Q. What are some behaviors (based on stories you have) that school nurses can be on the lookout for related to students with ADHD?
A. For Natalie, it’s her anxiety level, and I think the same is true for many kids with ADHD. When Natalie is anxious, her behavior deteriorates. Naming her feelings, identifying what’s going on in her environment, and giving her some reassurance and safety will go a long way toward calming her down. And, as I mentioned, the hypochondria-- the school nurse becomes part nurse, part detective, part therapist when it comes to kids with ADHD and co- existing conditions. Anna is great about calling me to check in before drawing a conclusion about whether or not Nat is actually sick, or if she’s upset or anxious. We review how she’s been for the past few days, compare what she’s telling each of us, and try to ferret out any precipitating events at school. One day, for example, Natalie came in from the lunchroom crying hard; inconsolable. She told the lunchroom monitor that she had a terrible headache. Turns out a child at her table had taken a poll--raise your hand if you don’t like Natalie--and everyone had raised their hand. Her headache was really heartache. Kids with ADHD often have trouble fitting in socially, so social interactions become a part of the nurse-as-detective puzzle.

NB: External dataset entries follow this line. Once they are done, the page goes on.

PR #486, opened 2023-09-12
feat/gas-settings-and-more

### LINKED ISSUE #241: feat: adjustable gas price
# Idea

To make simulations as realistic as possible, we need to give agents some raw ether and force them to pay gas for transactions. At the moment, the gas price has been fixed to zero.

## Solution
We can set another parameter in `EnvironmentParameters` similar to how I commented on #418. We can have an enum, or something, that allows the user to choose some gas rules for the environment. They can be externalized, stochastic, or off, e.g.,:
```rust
pub enum GasRules {
     UserControlled,
     Randomized(f64),
     None(u128),
}
```
- `UserControlled`: will give the user the ability to make calls such as `client.set_gas_price()`.
- `Randomized`: would give the user gas price based on something like EIP-1559 rules. Could even play off of the `BlockType` enum I mentioned in #418. 
- `None`: The user would not change gas price ever and have it set to the internal `u128`.

This `GasRules` can go into the `EnvironmentParameters`.

We can also perhaps add functionality for gas tips later on if we expand upon an enum.

--- 

**IT IS WORTH NOTING THAT ISSUE #410 IS RELEVANT HERE TOO**

Autoparallel:
This was a mighty one. Realistically, I sought out just to implement some gas settings to allow clients to pay gas *a-la* #241. However, I did a lot more. Here is a rough list:
- Added `GasSettings` enum and placed it in `EnvironmentParameters`. Force that `GasSettings::RandomlySampled` must be used along with `BlockType::RandomlySampled`.
- Implemented some extra middleware functionality for clients:
    - `get_block_number()` -- returns the current block number
    - `get_block_timestamp()` -- returns the current timestamp
    - `get_gas_price()` -- returns the current gas price, and is used in settings the `gas_price` field of the `TxEnv` passed to the `Environment`.
    - `get_balance()` -- returns the current balance
    - `deal()`
- Had to add in some other `Instruction` variants.
    - `AddUser` -- called when creating a new client (middleware). This way they can be given a balance and eventually have cheatcodes act on them.
    - `Query` -- so that we can query certain attributes of the `Environment`, e.g., ones listed above.
- Tests for everything I can think of and a bit of a refactor of the tests module.

I'm sure the list isn't exhaustive but I'm exhausted!

I did not run any linter checks and I am missing docs. This is immaterial and we can do this in the last commits into the feat/version branch. Let's go!

Closes #241


Alexangelj (approved):
LGTM

one question: the instruction sender is a specific thing, why is that? Just curious since I havn't seen it until now

Autoparallel:
@Alexangelj Do you mean that it is aliased?

0xJepsen (approved):
nice this lgtm!

PR #506, opened 2023-09-18
feat(contracts): arbiter token auto approve on transfers

Autoparallel:
This PR adds the token spend approval upon `transfer` and `transferFrom` to cut down on additional approvals when using these tokens.

N/A


0xJepsen:
What if there are bugs in a the way that some contracts are implementing approvals? do you think this is any edge case that would be good to have them separate for?

0xJepsen (approved):
This looks good to me

Autoparallel:
> What if there are bugs in a the way that some contracts are implementing approvals? do you think this is any edge case that would be good to have them separate for?

That's fair. Maybe it's better to just have the liquid exchange properly handle approvals instead then and not change in the token logic itself. Let me close this one.

Autoparallel:
@jepsen, we might want to consider reopening this as you can't do the approvals in the exchanges.

PR #507, opened 2023-09-18
Feat(arbiter-derive): create `#[derive(Deploy)]`

Autoparallel:
Created a new crate called `arbiter-derive` which is set to be `proc_macro = true`. Added a single proc macro for `#[derive(Deploy)]` that should assist end users in having an slightly easier contract deploy process.

N/A


0xJepsen (approved):
lgtm!

PR #516, opened 2023-09-21
feat(arbiter core): event capture

### LINKED ISSUE #515: feat: general purpose event logger
# Idea
In running simulations, it would be extremely handy to have a concise way of setting up events that you would like to log to some output files (probably just CSV for now). 

Yes, we should not have to write a bespoke data output collector for simulations.

## Solution
A solution is to set up a structure like so:
```rust
pub struct EventCapture<F: EthEvent + EthLogDecode + Debug + 'static> {
    event: Event<Arc<RevmMiddleware>, RevmMiddleware, F>,
    capture: Vec<BTreeMap<String, Value>>,
    pub state: Arc<AtomicBool>,
}
```
This struct can then have a run function that can be called to start the event logging to move the `state` into `true` to represent it running and capturing events. Stopping the environment can be a means to control the shut down of this logger.

## Alternative approaches
We could instead just store the states in a DB on disk and have people post process from this on their own. But I'd like to give the above a shot nonetheless as optionality is good.

Autoparallel:
Creating a general purpose event logger that will output event data to a CSV in a nicely formatted way.

Closes #515


jeamick:
Hello,

Does the goal is csv only or since you use polars there have different format like Json, parquet etc ?

kinrezC:
This feature has turned out to be substantially more difficult than expected.

in [6ef27dc](https://github.com/primitivefinance/arbiter/pull/516/commits/6ef27dc2fd9a942b08d6402ed30ee18569eb1100) the `EventCapture` is creating an independent tokio runtime on an independent system thread.  This will cause the results of the `EventCapture` to be inconsistent with the number of events that are emitted on the thread on which the environment is running.

There are two ways we can guarantee consistency between the `EventCapture` and `Environment`:
1. For every transaction, block the environment from making progress until the `EventCapture` has processed the event
2. Have the environment maintain a pointer to a value that tracks unique events, environment `Shutdown` state can only occur once the `EventCapture` has signaled to the environment that it has processed all of the events.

Q. What kinds of responses work well for students working with students who have ADHD?
A. Acceptance and support, not criticism and blame. Did the student forget to give mom the note saying she only has enough medication for 3 more days left? Well, sure she did. Organization and focus are part and parcel of her disorder! Help her with tips and praise to become more responsible, don’t react negatively.
Q. Are there specific ways school nurses can reach out to students with ADHD, or their parents, that you have seen work well?
A. Just try to maintain good communication. Have a failsafe system for alerting parents when medication is running out. Check in by phone or e-mail once in awhile to compare notes. Alert the parent if you see changes in the child’s mood or behavior.